A month after the Lion Air crash in 2018, the FAA issued an emergency order telling pilots what to do in this particular situation.  Read in retrospect, it resembles instructions on how to thread a needle in the middle of a tornado: 

            ". . . An analysis by Boeing found that the flight control computer, should it receive faulty readings from one of the angle-of-attack sensors, can cause 'repeated nose-down trim commands of the horizontal stabiliser'.  The aircraft might pitch down 'in increments lasting up to 10sec', says the order.  When that happens, the cockpit might erupt with warnings.  Those could include continuous control column shaking and low airspeed warnings – but only on one side of the aircraft, says the order.  The pilots might also receive alerts warning that the computer has detected conflicting airspeed, altitude and angle-of-attack readings. Also, the autopilot might disengage, the FAA says.  Meanwhile, pilots facing such circumstances might need to apply increasing force on the control column to overcome the nose-down trim. . . . They should disengage the autopilot and start controlling the aircraft's pitch using the control column and the 'main electric trim', the FAA say. Pilots should also flip the aircraft's stabiliser trim switches to 'cutout'. Failing that, pilots should attempt to arrest downward pitch by physically holding the stabilizer trim wheel, the FAA adds."

If I counted correctly, there are six separate actions a pilot is being told to take in the midst of a chaos of bells and whistles going off and his plane repeatedly trying to fly itself into the ground.  The very fact that the FAA issued such a warning with a straight face, so to speak, should have set off alarms of its own.  And after the second crash under similar circumstances, reason prevailed, but first with regulatory agencies outside the U. S.  Finally, the FAA complied with the growing global consensus and grounded the 737 Max planes until the problem could be cleared up.

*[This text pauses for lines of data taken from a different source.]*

PR #119, opened 2020-10-20
Simplifying hello in csharp

RedTaylor:


csharp/Ice/hello/Hello.ice
```diff
@@ -8,7 +8,7 @@ module Demo
 {
     interface Hello
     {
-        idempotent void sayHello(int delay);
-        void shutdown();
+        void sayHello();
+        string sayHi();
```
externl, line 12: I think these method names are confusing. Maybe `sayHello` and `receiveHello`? Maybe we could have a single operation that takes a `struct Person` and returns a hello message `"Hello, FirstName LastName"`?

csharp/Ice/hello/server/Hello.cs
```diff
@@ -7,19 +7,13 @@ namespace Demo
 {
     public class Hello : IHello
     {
-        public void SayHello(int delay, Current current)
+        public string SayHi(Current current, global::System.Threading.CancellationToken cancel)
```
pepone, line 10: We should add a using `using System.Threading` and simplify the names in the operation signatures

```suggestion
        public string SayHi(Current current, CancellationToken cancel)
```

csharp/Ice/hello/client/Client.cs
```diff
@@ -9,106 +9,8 @@
...
-    T: set a timeout
-    P: set a server delay
-    S: switch secure mode on/off
-    s: shutdown server
-    x: exit
-    ?: help
-");
-}
+twoway.SayHello();
+Console.Out.WriteLine(twoway.SayHi());
```
externl, line 16: Newline missing at the end of the file

csharp/Ice/hello/client/Client.cs
```diff
@@ -9,106 +9,8 @@
 // The new communicator is automatically destroyed (disposed) at the end of the using statement
 using var communicator = new Communicator(ref args, ConfigurationManager.AppSettings);
 
-// The communicator initialization removes all Ice-related arguments from args
-if (args.Length > 0)
-{
-    throw new ArgumentException("too many arguments");
-}
-
 IHelloPrx twoway = communicator.GetPropertyAsProxy("Hello.Proxy", IHelloPrx.Factory) ??
```
pepone, line 12: I would rename this proxy as `hello`

csharp/Ice/hello/Hello.ice
pepone: we use `idempotent string getGreeting();` in `IceDiscovery\replication\Hello.ice`

csharp/Ice/hello/server/Server.cs
```diff
@@ -11,15 +11,6 @@
 
     using var communicator = new Communicator(ref args, ConfigurationManager.AppSettings);
```
pepone, line 12: we can remove the try/catch and return status if we want this to be more simple

csharp/Ice/hello/Hello.ice
InsertCreativityHere: I think the method names could use improvement, but I think it's best to leave off `idempotent` here. Technically it's correct to mark it idempotent, but this is supposed to be a bare-bones demo for people who are completely new to ice.

Adding idempotent (which is not a normal keyword in any other language I know of) adds complexity here and isn't a useful concept to the user when they're just starting out with ice I think.

csharp/Ice/hello/Hello.ice
```diff
@@ -9,6 +9,6 @@ module Demo
     interface Hello
     {
         void sayHello();
-        string sayHi();
+        string RecieveResponse();
```
externl, line 12: This should be: 
```suggestion
        string recieveResponse();
```

csharp/Ice/hello/client/Client.cs
```diff
@@ -13,4 +13,4 @@
     throw new ArgumentException("invalid proxy");
 
 twoway.SayHello();
-Console.Out.WriteLine(twoway.RecieveResponse());
+Console.Out.WriteLine(twoway.recieveResponse());
```
externl, line 16: This part should be `PascalCase` :)

csharp/Ice/hello/server/Hello.cs
```diff
@@ -7,11 +7,11 @@ namespace Demo
 {
     public class Hello : IHello
     {
-        public string RecieveResponse(Current current, global::System.Threading.CancellationToken cancel)
+        public string recieveResponse(Current current, CancellationToken cancel)
```
externl, line 10: Here too

csharp/Ice/hello/Hello.ice
```diff
@@ -8,7 +8,7 @@ module Demo
 {
     interface Hello
     {
-        idempotent void sayHello(int delay);
-        void shutdown();
+        void sayHello();
+        string recieveResponse();
```
bernardnormier, line 12: receive is spelled `receive`. And naturally we should not have such an operation. sayHello should return a string - the response - not void. `sayHello` should also take a parameter, like:

```
string sayHello(string greeting);
```

csharp/Ice/hello/server/Server.cs
```diff
@@ -11,15 +11,6 @@
...
 
-    // Destroy the communicator on Ctrl+C or Ctrl+Break
-    Console.CancelKeyPress += (sender, eventArgs) => communicator.DisposeAsync();
```
bernardnormier, line 15: We should keep this.

csharp/Ice/hello/server/Hello.cs
```diff
@@ -1,19 +1,20 @@
...
 namespace Demo
 {
     public class Hello : IHello
     {
-        public string recieveResponse(Current current, CancellationToken cancel)
-        {
-            return "Hi there!";
-        }
-        public void SayHello(Current current, CancellationToken cancel)
+        public string SayHello(Current current, CancellationToken cancel, string[] greeting)
```
pepone, line 11: `greeting` should be the first argument here, `current` and `cancel` are the last arguments for all dispatch operations and follow the user-defined arguments.

This doesn't match the definition of `sayHello` in Slice

csharp/Ice/hello/server/Hello.cs
```diff
@@ -1,19 +1,20 @@
...
         {
             Console.Out.WriteLine("Hello World!");
+            if (greeting.Length > 0)
+            {
+            return greeting;
```
pepone, line 16: this is not correctly indented. You declare a function returning a string, but you are returning a string array this doesn't compile.

Not all code paths return a value, what happens if `greeting.Length == 0`

csharp/Ice/hello/client/Client.cs
pepone: remember to rename this proxy as `hello`

RedTaylor:
Changes on this branch have been added to "implament-cancellation-tokens" so this seems unnecessary.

When software is rigidly dependent on data from sensors that convey only a narrowly defined piece of information, and those sensors go bad, the computer behaves like the broomstick in the Disney version of Goethe's 1797 poem, "The Sorcerer's Apprentice."  It goes into an out-of-control panic, and apparently the pilots found it was humanly impossible to ignore the panicking computer's equivalent of "YAAAAH!" and do the six or however many right things that were required to remedy the situation. 

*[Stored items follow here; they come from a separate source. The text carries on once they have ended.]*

PR #121, opened 2020-10-29
Master

zhangbo17964:
learning how to keep connection alive


pepone:
@zhangbo17964 what are you trying to do? we don't want to merge master into 3.7, we will eventually cut the 4.0 branch from the master branch but there is still much work to do.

It is here that an important difference between even the most advanced artificial-intelligence (AI) system and human beings comes to the fore.  It is the ability of a human being to maintain a global awareness of a situation, flexibly enlarging or narrowing the scope of attention as required.  Clearly, the software designers felt that once they had delivered an emergency message to the pilot, the situation was no longer their responsibility.  But insufficient attention was paid to the fact that in the bedlam of alarms that the unusual simultaneous sensor failure caused, some pilots—even though they were well trained by the prevailing standards—simply could not remember the complicated sequence of fixes required to keep their planes in the air.

Early indications are that the 737 Max "fix," whatever software changes it involves, will also involve extensive pilot retraining.  We can only hope that the lessons learned from the fatal crashes have been applied, and that whenever such unusual sensor failures happen in the future, pilots will not have to perform superhuman feats of concentration to keep the plane from crashing itself.

Sources:  A news item about how Canadian regulators are looking at the pilot-overload problem appeared on the Global News Canada website on Oct. 5, 2019 at https://globalnews.ca/news/5995217/boeing-737-max-startle-factor/.  The November 2018 FAA directive to 737 Max pilots is summarized at https://www.flightglobal.com/news/articles/faa-order-tells-how-737-pilots-should-arrest-runawa-453443/.  I also referred to Wikipedia's articles on the Boeing 737 Max groundings, Chesley Sullenberger, and The Sorcerer's Apprentice.